Abstract

Introduction: Liver fibrosis is associated with heart failure and left ventricular diastolic dysfunction. The fibrosis 4 (FIB-4) index is calculated from transaminases, age, and platelet count and can be used to screen patients with liver fibrosis. The myocardial extracellular volume fraction (ECVf) can be evaluated using contrast-enhanced cardiac magnetic resonance imaging (CMR). Hypothesis: ECVf is increased in patients with high FIB-4 index. AIMS: This study aimed to clarify the association between FIB-4 index and ECVf. Methods: A retrospective analysis was performed on patients aged ≥ 45 years with left ventricular ejection fraction (LVEF) > 40 % who underwent CMR at two Japanese institutions. Patients were divided into 3 groups according to the FIB-4 index: Low: FIB-4 index < 1.3; Intermediate: 1.3 ≤ FIB-4 index < 2.67; High: 2.67 ≤ FIB-4 index. The association between the FIB-4 index and ECVf was evaluated using multiple regression analysis, with the FIB-4 index treated as a continuous and nominal variable. Results: A total of 244 patients were included in the analysis, 136 of whom underwent contrast-enhanced CMR and could be evaluated for ECVf. The ECVf of the high FIB-4 index group was significantly higher than that of the other two groups (High: 31.0 ± 4.3 %; Intermediate: 27.9 ± 3.4 %; Low: 27.6 ± 3.7 %. High vs. Intermediate, p = 0.014; High vs. Low, p = 0.008; Intermediate vs. Low, p = 0.65).

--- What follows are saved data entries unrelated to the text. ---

PR #6348, opened 2025-07-20
fix: don't use same websocket connection for multiple accounts

### LINKED ISSUE #5926: The websocket connections need to die when user is changed

pajlada:
It's not permitted to use the same EventSub WebSocket connection for subscriptions regarding multiple users.
In this PR, I add a new signal that fires _before_ Helix updates, so we can properly unsubscribe from any subscriptions made by the previous user.
To ensure we don't reuse WebSocket connections, each WebSocket connection now has a User ID attached to it.
This attachment happens when the first subscription is confirmed, and the User ID gets detached from it when the last subscription is removed from the connection.
Since these are async operations, changing users will often result in creating a fresh connection that we try to use instead, but it ensures we don't reuse connections.

Additionally, I have made the following changes:
1) Clear subscriptions that we have unsubscribed from
2) Added a `/debug-eventsub` command to print all subscriptions -> connection maps, and connection -> subscription maps

Fixes #5926


pajlada:
image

Multivariate analysis showed that both the FIB-4 index (continuous variable) and high FIB-4 index (nominal variable) were associated with higher ECVf (continuous variable, p = 0.043; nominal variable, p = 0.016). Conclusions: The high FIB-4 index was independently associated with increased ECVf. In contrast, patients with the intermediate FIB-4 index did not have increased ECVf. These suggested the usefulness of FIB-4 index as a cardiac fibrotic parameter.